Rosidayati Rozalina, left, head of Indonesian Publishers Associations, or IKAPI, Ricky Joseph Pesik of Bekraf and AFCC board adviser Murti Bunanta speak at YELLO Hotel Harmoni in Central Jakarta on Tuesday (02/05). (JG Photo/Diella Yasmine)

Indonesian Children's Stories to Take Center Stage at Singapore Book Festival


MAY 03, 2017

Jakarta. Indonesian children's books, folktales and culture will take center stage at this year's Asian Festival of Children's Content in Singapore, a representative of the Creative Economy Agency, or Bekraf, announced in Jakarta on Tuesday (02/05).

The Asian Festival of Children's Content (AFCC) is an annual event meant to celebrate and promote children's books and literature from the region, alternating its thematic "country of focus" each year.

The festival connects writers and illustrators with publishers to share, network and celebrate children's content from Asia and from around the world.

The event will feature discussions with writers and researchers of children's books and provide interactive educational sessions for those interested in learning about animation and other illustrative techniques used in children's content.

More than 200 books from Indonesian authors will be showcased at the event, including "Didgit Cobbleheart Loves the Flora and Fauna of Western Indonesia," by Aang Muljanto, "Indonesian Folktales," by Fatimah Zahra, "A Gift for Komi," by Fina Faza and "Mrs. Duck and Mrs. Hen," by Fitra Hayanti.

Murti Bunanta, an AFCC board adviser and president of the Indonesian-based Society for the Advancement of Children’s Literature (KPBA), said reading often is important for children's cognitive and emotional development.

"Storybooks are crucial to stimulate imagination, provoke curiosity and provide inspirations to help readers develop an appreciation for art and writing," she said.

Murti added that books help children learn new and complex words, develop literacy skills and enhance cultural awareness.

"This is why we aim to help children develop a love for reading. We want to ensure that no child grows up without books," she said.

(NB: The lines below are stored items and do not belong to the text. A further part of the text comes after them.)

PR #1530, opened 2026-03-23
feat(data/keycloak_group): add group_path attribute for precise nested group lookup

ckyvra:
Adds the ability to look up a group by its **full path** (e.g. `/IT/Backend/Developers`) in the `data.keycloak_group` data source.

This is especially useful for nested groups where multiple groups can have the same `name` in different branches — the existing name-based lookup is ambiguous and uses DFS order (non-deterministic).

The change uses Keycloak's official `/group-by-path` endpoint.


sschu:
@ckyvra Thanks for your PR. I am wondering if it would be possible to just add support to put a path directly into the name field, by always looking up by path first and if not found by name?

ckyvra:
**Proposal**

This PR adds support for group paths in `data "keycloak_group"`.

- If `name` starts with `/`, it is treated as the **full group path** (e.g. `"/Administration/Full Admins"`).
- Otherwise, legacy behavior (simple name lookup) is preserved.

**Example:**
```hcl
name = "/IT/Engineering/Developers"
```

sschu:
@ckyvra Can you please also extend the test to also check that fetching the nested group via path works? See https://github.com/keycloak/terraform-provider-keycloak/blob/acc17548ac6f17411570f16638e433c951155ca7/provider/data_source_keycloak_group_test.go#L37-L66

provider/data_source_keycloak_group.go
```diff
@@ -22,7 +22,16 @@ func dataSourceKeycloakGroup() *schema.Resource {
...
 				Type:     schema.TypeString,
-				Required: true,
+				Optional: true,
+			},
+			// group_path enables lookup of nested groups by their full hierarchy path
+			// (e.g. "/parent/child/subgroup"). It is separate from `name` to avoid
+			// overloading semantics and follows Terraform's convention of one field
+			// per concern. Uses the Keycloak /group-by-path endpoint for deterministic,
+			// unambiguous resolution regardless of name collisions.
+			"group_path": {
```
sschu, line 34: @ckyvra If we go the route of using different parameters here, can you please add `ExactlyOneOf` to this and `name` so it is checked in code only one of both is provided?

provider/resource_keycloak_realm.go
```diff
@@ -1239,6 +1239,10 @@ func getRealmFromData(data *schema.ResourceData, keycloakVersion *version.Versio
 		if webAuthnPolicyUserVerificationRequirement, ok := webAuthnPolicy["user_verification_requirement"]; ok {
 			realm.WebAuthnPolicyUserVerificationRequirement = webAuthnPolicyUserVerificationRequirement.(string)
 		}
+	} else if data.HasChange("web_authn_policy") {
```
sschu: What are these changes regarding WebAuthPolicy related to?

provider/data_source_keycloak_group.go
ckyvra: Thanks for the review @sschu.

I've added `ExactlyOneOf` to both `name` and `group_path` in the schema. This enforces mutual exclusivity at plan time.

I also removed the now-redundant manual check `if groupName != "" && groupPath != ""` from the read function, since `ExactlyOneOf` already handles that case.

The "at least one must be set" check is kept because `ExactlyOneOf` only forbids both being set simultaneously, not both being empty.

provider/resource_keycloak_realm.go
ckyvra: These were fixes for a test stability issue (non-empty plan when removing `web_authn_policy` / `web_authn_passwordless_policy` blocks between test steps). They are unrelated to the `group_path` feature, so I've moved them out of this PR.

provider/resource_keycloak_realm.go
```diff
@@ -1239,6 +1239,10 @@ func getRealmFromData(data *schema.ResourceData, keycloakVersion *version.Versio
...
+		realm.WebAuthnPolicyAcceptableAaguids = []string{}
+		realm.WebAuthnPolicyExtraOrigins = []string{}
+		realm.WebAuthnPolicySignatureAlgorithms = []string{}
```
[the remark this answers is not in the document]
ckyvra: **WebAuthn changes:** Agreed — these were unrelated test stability fixes. I've moved them out of this PR.

provider/data_source_keycloak_group.go
```diff
@@ -49,9 +58,25 @@ func dataSourceKeycloakGroupRead(ctx context.Context, data *schema.ResourceData,
...
+	groupPath := data.Get("group_path").(string)
 	groupName := data.Get("name").(string)
 
-	group, err := keycloakClient.GetOrganizationGroupByName(ctx, realmId, organizationId, groupName)
+	if groupName == "" && groupPath == "" {
+		return diag.Errorf("one of `name` or `group_path` must be specified")
+	}
+	if groupName != "" && groupPath != "" {
+		return diag.Errorf("only one of `name` or `group_path` may be specified")
+	}
```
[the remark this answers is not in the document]
ckyvra: **`organization_id` + `group_path`:** Good catch. I've added `ConflictsWith` between `organization_id` and `group_path` in the schema, plus an explicit validation error explaining that `/group-by-path` is a realm-level endpoint and doesn't support organization scoping. This way users get a clear error at plan time rather than a silent mismatch.

sschu (approved):
LGTM, thanks a lot!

According to Murti, this year's AFCC will promote children's stories on Indonesian food and folklore, among other topics.

"Indonesia is a diverse nation and home to numerous ethnic groups that influence folklore and fantasy."

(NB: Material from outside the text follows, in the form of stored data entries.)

PR #1533, opened 2026-03-30
Add relative user creation DN

antonarntz:
Within the Keycloak LDAP user federation, there's the option to add new users in a relative DN to the Users DN.
This pull request adds the option to the terraform provider as well.

Update: Had to fix the TestAccKeycloakRealm_webauthn because it randomly seems to fail. Let me know if I need to make a separate pull request for it.


sschu:
@antonarntz Thanks for your contribution. It looks like tests are consistently failing for KC26.0 and KC26.1, I would assume the added field was not available back then. You can find some inspiration to add conditional support here: https://github.com/keycloak/terraform-provider-keycloak/blob/635b1ebcf7962a8bb178116da8215db01d73f7f2/provider/resource_keycloak_group.go#L108-L125
Please also add the new field to an existing test as suggested by Copilot.

sschu (approved):
LGTM, thanks a lot!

Nearly 40,000 books are published in the country each year, a majority of which are children's stories.

In recent years, more and more publishers have been teaming up with international partners to promote Indonesian children's books around the world, Indonesian Publishers Association (IKAPI) head Rosidayati Rozalina said.

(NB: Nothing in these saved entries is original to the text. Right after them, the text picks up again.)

Issue #1270, opened 2025-08-06
Unable to change existing scope assigned type


bassedOutt:
### Describe the bug

I'm trying to change client scopes from optional to default
Scope `email` is set to optional on a realm level
In my client I need to set it as default

So I created a resource

```
resource "keycloak_openid_client_default_scopes" "default_client_scopes" {
  for_each = {
    for v in local.default_client_scopes : "${v.client}-default-scopes" => v
  }

  client_id = keycloak_openid_client.this[each.value.client].id
  realm_id  = keycloak_realm.this[each.value.realm].id

  default_scopes = each.value.default_scopes
}
```

and passed `emai` as a default scope
however, it fails with a message
Error: validation error: scope email is already attached to client as an optional scope

I'd like to notice that I did not explicitly set this scope as optional, this is the assigned type on a realm level

I then tried to specify all scopes - both optional and default like this

``` hcl
resource "keycloak_openid_client_optional_scopes" "optional_client_scopes" {
  for_each = {
    for v in local.optional_client_scopes : "${v.client}-optional-scopes" => v
  }

  client_id = keycloak_openid_client.this[each.value.client].id
  realm_id  = keycloak_realm.this[each.value.realm].id

  optional_scopes = each.value.optional_scopes
}

resource "keycloak_openid_client_default_scopes" "default_client_scopes" {
  for_each = {
    for v in local.default_client_scopes : "${v.client}-default-scopes" => v
  }

  client_id = keycloak_openid_client.this[each.value.client].id
  realm_id  = keycloak_realm.this[each.value.realm].id

  default_scopes = each.value.default_scopes
}

```

and in my terragrunt

``` hcl
...
          default_client_scopes = [
            "acr",
            "auth",
            "email",
            "profile",
            "roles",
            "web-origins"
          ]
          optional_client_scopes = [
            "address",
            "microprofile-jwt",
            "offline_access",
            "phone"
          ]
...
```
and it still fails - meaning there's no way for me to change the assigned type of a scope for my client with terraform

### Version

5.1.1

### Expected behavior

Terraform ovverides the assigned type

### Actual behavior

Terraform fails with this message
`Error: validation error: scope email is already attached to client as an optional scope`

### How to Reproduce?

Have a realm with defaul `email` scope with assigned type `optional`
Try to modify the client scope and set to `default` with `keycloak_openid_client_default_scopes` resource
Terraform will fail

Issue #1212, opened 2025-06-05
Adding a default optional client scope


daveekr2:
### Describe the bug

Hi,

"I hope that the event will increase the sale of children's books in foreign markets," she said. "In a bid to promote and develop budding partnerships with various institutions, IKAPI prepared a sales coordinator to link domestic and foreign publishers."

Meanwhile, deputy chairman of Bekraf Ricky Joseph Pesik said the agency will provide festival-goers with educational lessons in Indonesian folklore and geography at its manned booth.

"Bekraf fully supports the AFCC in selecti'ng Indonesia as this year's 'country of focus.We want to promote the very best of Indonesian children's books."

AFCC events will be held at several venues in Singapore, including the National Library, on May 17-21.